## THE PROBLEM:
Report all lines in the records that hold the string "WebKitWebPage".

BEGIN RECORDS

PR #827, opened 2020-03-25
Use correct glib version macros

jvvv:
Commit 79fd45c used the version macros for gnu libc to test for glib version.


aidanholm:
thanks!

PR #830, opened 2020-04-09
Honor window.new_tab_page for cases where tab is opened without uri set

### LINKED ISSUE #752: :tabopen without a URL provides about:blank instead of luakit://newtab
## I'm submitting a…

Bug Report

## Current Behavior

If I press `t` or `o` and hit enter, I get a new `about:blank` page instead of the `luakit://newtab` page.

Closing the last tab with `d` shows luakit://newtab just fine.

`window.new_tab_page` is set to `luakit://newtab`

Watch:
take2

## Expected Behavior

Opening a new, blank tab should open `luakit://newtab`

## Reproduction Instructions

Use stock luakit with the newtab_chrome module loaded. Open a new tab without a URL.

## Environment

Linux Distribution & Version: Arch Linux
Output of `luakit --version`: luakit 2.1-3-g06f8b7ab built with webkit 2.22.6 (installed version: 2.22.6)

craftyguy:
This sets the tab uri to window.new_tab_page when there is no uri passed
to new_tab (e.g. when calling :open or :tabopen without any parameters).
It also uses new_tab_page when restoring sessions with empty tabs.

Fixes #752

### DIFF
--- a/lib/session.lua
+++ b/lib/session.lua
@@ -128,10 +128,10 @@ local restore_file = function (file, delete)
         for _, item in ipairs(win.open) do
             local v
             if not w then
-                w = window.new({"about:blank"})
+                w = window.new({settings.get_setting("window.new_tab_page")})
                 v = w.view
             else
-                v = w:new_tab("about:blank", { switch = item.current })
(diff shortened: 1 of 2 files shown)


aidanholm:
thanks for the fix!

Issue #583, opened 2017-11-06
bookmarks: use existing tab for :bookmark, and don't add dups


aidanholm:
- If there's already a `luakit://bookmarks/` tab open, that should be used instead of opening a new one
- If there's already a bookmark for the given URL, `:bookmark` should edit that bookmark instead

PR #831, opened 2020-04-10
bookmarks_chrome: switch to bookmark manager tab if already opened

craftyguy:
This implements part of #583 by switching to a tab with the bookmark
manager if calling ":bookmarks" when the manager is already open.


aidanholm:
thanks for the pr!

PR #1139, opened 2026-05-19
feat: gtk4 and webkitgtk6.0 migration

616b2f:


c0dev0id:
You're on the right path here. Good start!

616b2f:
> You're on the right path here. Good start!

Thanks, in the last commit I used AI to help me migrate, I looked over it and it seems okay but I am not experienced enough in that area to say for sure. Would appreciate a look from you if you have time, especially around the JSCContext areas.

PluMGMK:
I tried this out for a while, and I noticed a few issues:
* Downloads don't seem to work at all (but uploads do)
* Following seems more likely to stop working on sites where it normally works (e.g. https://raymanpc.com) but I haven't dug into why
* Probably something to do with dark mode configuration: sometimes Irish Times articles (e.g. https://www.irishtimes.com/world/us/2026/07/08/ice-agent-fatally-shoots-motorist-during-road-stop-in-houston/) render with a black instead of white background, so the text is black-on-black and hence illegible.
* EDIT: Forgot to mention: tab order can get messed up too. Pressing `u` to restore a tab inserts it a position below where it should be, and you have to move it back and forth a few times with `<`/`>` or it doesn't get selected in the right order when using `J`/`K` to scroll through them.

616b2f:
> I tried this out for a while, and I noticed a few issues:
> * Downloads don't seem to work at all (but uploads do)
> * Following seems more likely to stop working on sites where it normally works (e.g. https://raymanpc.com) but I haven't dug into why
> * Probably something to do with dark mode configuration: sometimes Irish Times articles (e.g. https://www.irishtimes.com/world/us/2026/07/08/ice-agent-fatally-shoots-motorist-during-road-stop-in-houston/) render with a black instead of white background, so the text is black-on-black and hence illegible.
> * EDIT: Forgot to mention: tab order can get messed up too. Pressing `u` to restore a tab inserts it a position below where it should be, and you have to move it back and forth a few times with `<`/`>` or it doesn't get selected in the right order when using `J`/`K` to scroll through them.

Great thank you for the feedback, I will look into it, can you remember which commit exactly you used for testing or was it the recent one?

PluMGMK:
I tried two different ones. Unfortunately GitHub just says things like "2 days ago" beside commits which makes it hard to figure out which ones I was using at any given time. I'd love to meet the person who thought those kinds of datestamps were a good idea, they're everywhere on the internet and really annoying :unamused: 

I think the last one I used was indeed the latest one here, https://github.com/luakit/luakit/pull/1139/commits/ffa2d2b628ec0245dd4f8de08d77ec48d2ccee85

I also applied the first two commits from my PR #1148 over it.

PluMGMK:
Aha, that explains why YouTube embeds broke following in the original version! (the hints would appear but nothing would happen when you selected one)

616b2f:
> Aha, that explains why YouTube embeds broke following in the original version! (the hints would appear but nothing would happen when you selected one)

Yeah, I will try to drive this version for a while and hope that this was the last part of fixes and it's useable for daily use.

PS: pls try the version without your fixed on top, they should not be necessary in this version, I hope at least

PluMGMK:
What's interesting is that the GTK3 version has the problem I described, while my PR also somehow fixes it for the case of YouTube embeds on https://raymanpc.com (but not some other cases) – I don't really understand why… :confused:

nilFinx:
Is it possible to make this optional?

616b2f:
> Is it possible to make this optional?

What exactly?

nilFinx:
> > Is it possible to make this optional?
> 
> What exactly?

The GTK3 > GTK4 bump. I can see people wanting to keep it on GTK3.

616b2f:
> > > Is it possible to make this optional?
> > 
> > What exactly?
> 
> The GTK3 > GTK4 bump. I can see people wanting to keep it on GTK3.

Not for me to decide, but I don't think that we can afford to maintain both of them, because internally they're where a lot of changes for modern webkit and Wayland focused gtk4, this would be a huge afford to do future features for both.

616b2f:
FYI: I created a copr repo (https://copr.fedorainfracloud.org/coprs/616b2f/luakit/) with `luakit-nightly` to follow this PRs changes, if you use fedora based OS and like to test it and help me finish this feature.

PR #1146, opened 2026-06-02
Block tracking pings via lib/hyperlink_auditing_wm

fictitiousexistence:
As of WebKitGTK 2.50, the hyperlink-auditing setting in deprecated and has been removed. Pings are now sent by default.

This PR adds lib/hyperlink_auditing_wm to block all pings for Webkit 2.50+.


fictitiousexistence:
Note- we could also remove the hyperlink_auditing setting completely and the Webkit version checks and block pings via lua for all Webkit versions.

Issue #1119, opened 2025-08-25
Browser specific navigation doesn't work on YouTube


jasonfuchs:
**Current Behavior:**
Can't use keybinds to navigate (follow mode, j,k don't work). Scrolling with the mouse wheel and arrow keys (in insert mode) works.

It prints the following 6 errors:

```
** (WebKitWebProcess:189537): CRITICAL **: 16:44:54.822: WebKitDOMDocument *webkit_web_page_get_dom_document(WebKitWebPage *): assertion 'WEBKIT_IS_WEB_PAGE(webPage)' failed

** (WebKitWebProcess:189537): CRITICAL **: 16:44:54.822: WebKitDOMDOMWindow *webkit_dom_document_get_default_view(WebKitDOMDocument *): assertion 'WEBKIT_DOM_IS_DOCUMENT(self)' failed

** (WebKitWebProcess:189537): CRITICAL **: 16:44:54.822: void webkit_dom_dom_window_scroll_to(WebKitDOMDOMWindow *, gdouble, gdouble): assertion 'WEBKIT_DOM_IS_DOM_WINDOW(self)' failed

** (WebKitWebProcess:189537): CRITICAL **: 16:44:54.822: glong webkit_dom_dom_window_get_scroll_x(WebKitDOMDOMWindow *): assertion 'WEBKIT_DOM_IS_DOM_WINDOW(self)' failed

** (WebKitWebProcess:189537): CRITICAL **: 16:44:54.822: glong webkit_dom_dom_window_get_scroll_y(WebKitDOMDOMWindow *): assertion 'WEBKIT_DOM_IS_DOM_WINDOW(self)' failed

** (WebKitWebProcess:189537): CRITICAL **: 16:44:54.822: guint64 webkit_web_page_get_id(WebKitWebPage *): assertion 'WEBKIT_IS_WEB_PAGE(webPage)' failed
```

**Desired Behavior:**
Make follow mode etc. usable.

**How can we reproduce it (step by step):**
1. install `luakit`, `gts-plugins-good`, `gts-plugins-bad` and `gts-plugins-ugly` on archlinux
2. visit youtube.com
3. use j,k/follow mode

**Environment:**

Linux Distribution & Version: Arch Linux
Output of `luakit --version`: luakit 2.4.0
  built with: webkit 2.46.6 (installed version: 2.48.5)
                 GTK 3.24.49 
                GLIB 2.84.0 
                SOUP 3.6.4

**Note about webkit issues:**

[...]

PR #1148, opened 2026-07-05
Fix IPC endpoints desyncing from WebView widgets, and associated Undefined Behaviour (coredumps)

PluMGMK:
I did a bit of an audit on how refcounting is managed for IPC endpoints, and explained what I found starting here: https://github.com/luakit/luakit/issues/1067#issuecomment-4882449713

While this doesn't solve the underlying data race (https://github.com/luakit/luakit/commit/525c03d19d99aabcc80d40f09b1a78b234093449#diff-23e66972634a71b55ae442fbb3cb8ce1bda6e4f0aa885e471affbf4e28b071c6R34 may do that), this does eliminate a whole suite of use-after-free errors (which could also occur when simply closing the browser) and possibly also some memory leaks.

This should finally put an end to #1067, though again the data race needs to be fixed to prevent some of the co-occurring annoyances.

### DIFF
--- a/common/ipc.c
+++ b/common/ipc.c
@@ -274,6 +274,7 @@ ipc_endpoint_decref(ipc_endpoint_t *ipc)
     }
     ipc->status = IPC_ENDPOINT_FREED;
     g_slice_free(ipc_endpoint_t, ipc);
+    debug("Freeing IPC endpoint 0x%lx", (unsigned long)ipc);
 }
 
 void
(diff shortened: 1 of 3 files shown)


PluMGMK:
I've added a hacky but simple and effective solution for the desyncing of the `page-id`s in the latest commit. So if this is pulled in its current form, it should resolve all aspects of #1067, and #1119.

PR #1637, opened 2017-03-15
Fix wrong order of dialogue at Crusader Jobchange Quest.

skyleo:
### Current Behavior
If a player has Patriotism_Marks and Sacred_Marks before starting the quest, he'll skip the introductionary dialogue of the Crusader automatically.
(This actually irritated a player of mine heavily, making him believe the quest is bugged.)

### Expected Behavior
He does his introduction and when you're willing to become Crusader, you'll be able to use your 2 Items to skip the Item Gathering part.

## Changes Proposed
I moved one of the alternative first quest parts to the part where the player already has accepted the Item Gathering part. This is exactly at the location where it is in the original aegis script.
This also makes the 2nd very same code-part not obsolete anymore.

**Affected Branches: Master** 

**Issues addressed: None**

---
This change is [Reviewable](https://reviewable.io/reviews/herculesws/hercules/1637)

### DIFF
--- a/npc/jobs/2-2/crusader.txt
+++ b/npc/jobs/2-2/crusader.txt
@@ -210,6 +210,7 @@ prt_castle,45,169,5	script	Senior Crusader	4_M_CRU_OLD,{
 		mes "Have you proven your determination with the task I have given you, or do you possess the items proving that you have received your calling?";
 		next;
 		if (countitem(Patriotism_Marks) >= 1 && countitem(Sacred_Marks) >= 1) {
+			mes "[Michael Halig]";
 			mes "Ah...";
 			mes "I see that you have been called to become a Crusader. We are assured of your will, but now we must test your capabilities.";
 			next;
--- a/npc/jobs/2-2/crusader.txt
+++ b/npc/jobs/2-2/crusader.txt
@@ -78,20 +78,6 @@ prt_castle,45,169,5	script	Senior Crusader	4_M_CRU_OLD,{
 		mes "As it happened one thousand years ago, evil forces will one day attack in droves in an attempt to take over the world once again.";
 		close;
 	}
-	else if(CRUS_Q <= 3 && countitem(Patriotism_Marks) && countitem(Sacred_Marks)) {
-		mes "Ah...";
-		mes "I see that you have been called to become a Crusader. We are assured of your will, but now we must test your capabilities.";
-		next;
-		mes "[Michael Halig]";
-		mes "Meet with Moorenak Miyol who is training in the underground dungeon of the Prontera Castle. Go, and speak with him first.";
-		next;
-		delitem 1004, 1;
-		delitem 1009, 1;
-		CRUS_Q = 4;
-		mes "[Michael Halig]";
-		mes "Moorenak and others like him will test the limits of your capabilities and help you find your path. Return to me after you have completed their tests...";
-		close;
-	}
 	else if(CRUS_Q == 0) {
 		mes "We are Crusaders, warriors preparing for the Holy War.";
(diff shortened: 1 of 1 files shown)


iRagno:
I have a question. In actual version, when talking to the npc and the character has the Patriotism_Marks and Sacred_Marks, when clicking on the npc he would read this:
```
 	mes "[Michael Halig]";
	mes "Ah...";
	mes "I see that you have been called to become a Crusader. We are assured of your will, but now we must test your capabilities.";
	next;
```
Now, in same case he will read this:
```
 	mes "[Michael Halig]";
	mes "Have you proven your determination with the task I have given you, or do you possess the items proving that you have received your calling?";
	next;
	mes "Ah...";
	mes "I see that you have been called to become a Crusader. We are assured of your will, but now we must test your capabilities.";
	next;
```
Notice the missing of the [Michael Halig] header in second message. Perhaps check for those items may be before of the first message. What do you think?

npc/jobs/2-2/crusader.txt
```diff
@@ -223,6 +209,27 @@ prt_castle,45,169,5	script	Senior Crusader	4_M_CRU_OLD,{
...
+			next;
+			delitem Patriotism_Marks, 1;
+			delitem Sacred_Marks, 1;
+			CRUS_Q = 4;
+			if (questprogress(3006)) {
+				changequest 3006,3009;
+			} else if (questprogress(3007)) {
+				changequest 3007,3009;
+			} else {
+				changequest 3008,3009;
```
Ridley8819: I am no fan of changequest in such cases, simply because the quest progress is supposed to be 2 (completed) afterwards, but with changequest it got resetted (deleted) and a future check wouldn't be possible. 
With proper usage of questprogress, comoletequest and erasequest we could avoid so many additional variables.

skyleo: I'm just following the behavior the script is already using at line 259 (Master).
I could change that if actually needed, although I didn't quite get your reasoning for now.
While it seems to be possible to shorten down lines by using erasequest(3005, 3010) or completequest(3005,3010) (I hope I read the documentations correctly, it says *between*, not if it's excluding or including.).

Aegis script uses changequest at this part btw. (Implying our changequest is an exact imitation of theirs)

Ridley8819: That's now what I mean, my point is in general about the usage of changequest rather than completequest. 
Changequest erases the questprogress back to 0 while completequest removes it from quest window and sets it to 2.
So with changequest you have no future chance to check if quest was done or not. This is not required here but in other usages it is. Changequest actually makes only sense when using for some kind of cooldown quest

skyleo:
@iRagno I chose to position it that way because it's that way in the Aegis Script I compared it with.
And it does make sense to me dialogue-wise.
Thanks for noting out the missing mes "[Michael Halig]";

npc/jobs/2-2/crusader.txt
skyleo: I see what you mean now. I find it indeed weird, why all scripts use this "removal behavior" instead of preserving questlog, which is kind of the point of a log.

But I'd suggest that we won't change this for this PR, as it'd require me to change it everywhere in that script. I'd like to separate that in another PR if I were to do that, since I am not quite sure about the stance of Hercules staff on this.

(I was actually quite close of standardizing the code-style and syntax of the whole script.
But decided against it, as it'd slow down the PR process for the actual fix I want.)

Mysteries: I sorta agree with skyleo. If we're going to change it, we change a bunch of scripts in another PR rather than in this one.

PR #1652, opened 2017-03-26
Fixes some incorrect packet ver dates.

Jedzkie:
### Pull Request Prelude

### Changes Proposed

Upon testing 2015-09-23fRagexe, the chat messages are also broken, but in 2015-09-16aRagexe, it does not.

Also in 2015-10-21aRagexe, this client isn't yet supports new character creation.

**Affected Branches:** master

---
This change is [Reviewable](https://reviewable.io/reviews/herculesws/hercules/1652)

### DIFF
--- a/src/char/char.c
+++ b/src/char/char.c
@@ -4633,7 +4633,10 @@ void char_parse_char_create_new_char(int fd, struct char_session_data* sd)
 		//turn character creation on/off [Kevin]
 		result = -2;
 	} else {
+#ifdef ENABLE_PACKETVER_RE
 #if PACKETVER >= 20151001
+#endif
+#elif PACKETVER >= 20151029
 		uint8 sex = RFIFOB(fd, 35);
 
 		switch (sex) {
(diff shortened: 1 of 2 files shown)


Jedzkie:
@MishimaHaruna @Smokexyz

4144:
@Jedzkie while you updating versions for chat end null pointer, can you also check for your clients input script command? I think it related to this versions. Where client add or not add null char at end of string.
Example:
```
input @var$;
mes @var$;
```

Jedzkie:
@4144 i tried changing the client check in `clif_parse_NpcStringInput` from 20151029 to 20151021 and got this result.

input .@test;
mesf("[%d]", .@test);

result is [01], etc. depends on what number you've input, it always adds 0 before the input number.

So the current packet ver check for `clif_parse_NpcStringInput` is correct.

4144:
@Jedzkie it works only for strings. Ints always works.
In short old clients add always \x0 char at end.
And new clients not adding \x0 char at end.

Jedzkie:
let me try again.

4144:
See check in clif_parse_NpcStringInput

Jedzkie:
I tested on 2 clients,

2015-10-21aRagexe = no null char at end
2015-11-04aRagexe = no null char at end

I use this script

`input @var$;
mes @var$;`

END RECORDS

## WRITTEN SOLUTION:
** (WebKitWebProcess:189537): CRITICAL **: 16:44:54.822: WebKitDOMDocument *webkit_web_page_get_dom_document(WebKitWebPage *): assertion 'WEBKIT_IS_WEB_PAGE(webPage)' failed
** (WebKitWebProcess:189537): CRITICAL **: 16:44:54.822: guint64 webkit_web_page_get_id(WebKitWebPage *): assertion 'WEBKIT_IS_WEB_PAGE(webPage)' failed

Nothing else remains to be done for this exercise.